---------- GIVEN DATA
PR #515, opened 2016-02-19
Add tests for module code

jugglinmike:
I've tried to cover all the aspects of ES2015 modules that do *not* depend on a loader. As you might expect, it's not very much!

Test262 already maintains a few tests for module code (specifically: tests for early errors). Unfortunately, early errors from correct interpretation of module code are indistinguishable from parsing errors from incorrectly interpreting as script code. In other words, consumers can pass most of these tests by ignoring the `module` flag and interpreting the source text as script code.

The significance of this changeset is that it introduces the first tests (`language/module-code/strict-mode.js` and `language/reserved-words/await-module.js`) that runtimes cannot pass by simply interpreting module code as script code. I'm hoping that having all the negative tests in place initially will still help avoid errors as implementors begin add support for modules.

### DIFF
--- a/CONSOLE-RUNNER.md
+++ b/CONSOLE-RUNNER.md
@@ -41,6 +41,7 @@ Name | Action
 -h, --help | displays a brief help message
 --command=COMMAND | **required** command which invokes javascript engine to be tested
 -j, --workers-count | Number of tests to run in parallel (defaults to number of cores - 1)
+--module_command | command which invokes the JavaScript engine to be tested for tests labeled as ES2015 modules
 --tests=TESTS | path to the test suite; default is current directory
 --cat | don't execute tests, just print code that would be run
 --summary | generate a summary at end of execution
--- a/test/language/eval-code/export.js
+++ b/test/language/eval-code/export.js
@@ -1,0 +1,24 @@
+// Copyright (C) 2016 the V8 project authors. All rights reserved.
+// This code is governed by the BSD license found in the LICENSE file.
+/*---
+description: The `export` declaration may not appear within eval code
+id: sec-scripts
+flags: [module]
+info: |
--------------------
TASK DIRECTIONS
Lines from the one containing "the LICENSE file." through the final line of the entries above are to be output exactly; omit all others.

THE ANSWER
+// This code is governed by the BSD license found in the LICENSE file.
+/*---
+description: The `export` declaration may not appear within eval code
+id: sec-scripts
+flags: [module]
+info: |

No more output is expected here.